# Hashing functions - How to define them?

Let $$\mathcal{G}$$ be a cyclic additive group for an elliptic curve $$E\, / \ \,\mathbb{F}_p$$, and let $$p, n$$ be two large prime numbers (e.g., we can consider $$\texttt{secp160r1}$$ with $$p = 160$$ bit and the reasonably even $$n$$ is $$160$$ bit long).

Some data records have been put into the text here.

PR #24984, opened 2026-07-21
CAMEL-24210: redact api-key and Authorization from sanitized URIs

oscerd:
### Motivation

[CAMEL-24210](https://issues.apache.org/jira/browse/CAMEL-24210): a credential passed through a hyphenated or `Authorization`-style endpoint parameter/header name is written in **clear text** wherever a sanitized endpoint URI is emitted (logs, JMX attributes, exception messages, developer console), even though the camelCase `apiKey` option is already redacted.

Root cause: `URISupport.sanitizeUri` is regex/keyword-driven and, unlike `SensitiveUtils.containsSensitive` (which strips dashes before matching), matches the raw parameter name. So:

| URI parameter | Masked before | Masked after |
|---|---|---|
| `apiKey=...` | yes | yes |
| `additionalHeader.api-key=...` (Azure OpenAI auth header) | **no** | yes |
| `additionalHeader.Authorization=...` | **no** | yes |

`api-key` is precisely the shape `camel-openai`'s `additionalHeader` option documentation recommends, so the recommended form was the one not redacted.

This is **hardening / defence in depth**, not a framework vulnerability — the route author placing the secret in the URI is fully trusted under the threat model; no untrusted input crosses a boundary. Filed and fixed as a normal improvement. The concern is that Camel already redacts `apiKey`, so users reasonably expect credentials in endpoint URIs to be masked.

### Changes

- Add `api-key` and `authorization` to the sensitive-keyword generator's `EXTRA_KEYS` (`UpdateSensitizeHelper`), and regenerate `SensitiveUtils` + `sensitive-keys.json`. `api-key` is intentionally dashed: the `sanitizeUri` regex path (wrapped in `\Q...\E`) needs the literal hyphen, whereas the dash-stripping `containsSensitive` path already handled it. The generator comment is updated to explain this exception to the "no dash" convention.
- Unit tests in `URISupportTest` for both the hyphenated `api-key` and the `Authorization` header (AssertJ, package-private per the current test conventions).
- Upgrade-guide entry noting the added redaction **and** the small, fail-safe over-match: because matching is a case-insensitive substring, non-secret names containing `authorization` (`adjustAuthorization`, `jwtAuthorizationType`, `proxyAuthorizationPolicy`) now also show `xxxxxx` in sanitized URIs — a cosmetic change to sanitized output only.

No `camel-openai` change is needed: with `api-key` now redacted, the option's documented example is no longer steering users toward an unredacted shape.

### Testing

- `mvn test -Dtest=URISupportTest` in `core/camel-util`: 54 tests pass (incl. 2 new).
- Full reactor `mvn clean install -DskipTests` from root: success; `SensitiveUtils`/`sensitive-keys.json` regenerated with only the two additions (no unrelated drift).

Main-only (4.22.0): defence-in-depth improvement, no backport.


davsclaus (approved):

gnodet (approved):
## Review: CAMEL-24210 — Redact api-key and Authorization from sanitized URIs

Thorough security hardening fix. The implementation is correct and complete:

- **Generator** (`UpdateSensitizeHelper`): `api-key` and `authorization` added to `EXTRA_KEYS` with a clear comment explaining why `api-key` intentionally breaks the "no dashes" convention (the `sanitizeUri` regex path needs the literal hyphen, unlike `containsSensitive` which strips dashes).
- **Generated files** (`SensitiveUtils.java`, `sensitive-keys.json`): Both keys appear in the sorted set and the `\Q...\E`-quoted regex pattern.
- **Tests**: Two new tests in `URISupportTest` covering the exact real-world patterns (`additionalHeader.api-key=...` and `additionalHeader.Authorization=...`).
- **Upgrade guide**: Documents the change and honestly discloses the known over-match for non-secret parameter names containing `authorization` — cosmetic-only impact.

The known over-match tradeoff (redacting `adjustAuthorization` etc.) is the right call — masking too much in sanitized output is far safer than masking too little.

LGTM ✅

---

I have read several papers in which hashing functions were defined, but I do not understand how the definitions were reached. Let me give you an example:

$$H_1:\{0,1\}^* \times \mathcal{G} \times \mathcal{G} \rightarrow \mathbb{Z}_n^*$$

$$H_2:\{0,1\}^* \times \{0,1\}^* \times \mathcal{G} \times \mathcal{G} \times \mathcal{G} \times \mathcal{G} \rightarrow \mathbb{Z}_p^*$$

My questions are:

1. Why do the authors multiply the value $$\{0,1\}^*$$ by $$\mathcal{G}$$ more than once ? One time is not enough?
2. Why, in the second function $$H_2$$, do they multiply the value $$\{0,1\}^*$$ two times with itself? What changes?
3. If I want to define a third hashing function $$H_3$$, do I need a third prime number or can I leverage $$p$$ or $$n$$ (in $$H_1$$ the output is in $$\mathbb{Z}_n^*$$, and in the second in $$\mathbb{Z}_p^*$$)?
4. What is in practice the difference between $$H_1$$ and $$H_2$$?
5. Supposing that $$n = p = 160$$ bit, may I estimate the output length for each hashing function? Is this long $$160$$ bit right (e.g., could be SHA-1)?
6. Why not simply define a hashing function as $$H:\{0,1\}^* \rightarrow \{0,1\}^l$$?
• It's hard to say without knowing which authors you're talking about, but often it is convenient to use a uniform random function on some prescribed domain and codomain; you can always get something very close to that using a hash function on bit strings by encoding the structured input into a bit string and then projecting the output into some structured output space. E.g., for a map $H\colon\mathbb Z/p\mathbb Z\to\mathbb Z/q\mathbb Z$ when $q\ll2^{2048}$, define $H(x)=\operatorname{SHAKE128-2048}(\underline x)\bmod q$, where $\underline x$ is the little-endian bit encoding of the integer. – Squeamish Ossifrage May 18 '19 at 19:35

1. They are not. First of all, $$\{0,1\}^*$$ and $$\mathcal{G}$$ are not "values", they are sets. $$\times$$ does not mean multiplication, but the Cartesian product of those sets. Second of all, those are not definitions of functions. All that's specified there is the domain and range of the hash functions. Specifically $$H_1$$ maps tuples $$(a,b,c)$$, where $$a\in\{0,1\}^*$$ and $$b,c\in\mathcal{G}$$ to an element of $$\mathbb{Z}_n^*$$.
2. See above. $$H_2$$ maps tuples consisting of two elements of $$\{0,1\}^*$$ and four elements of $$\mathcal{G}$$ to an element of $$\mathbb{Z}_p^*$$.
5. The output of those functions is not a bitstring. It's an element of $$\mathbb{Z}_n^*$$ and $$\mathbb{Z}_p^*$$ respectively. The values may be encoded as a bitstring, where the canonical encoding would indeed have length at most 160 bits.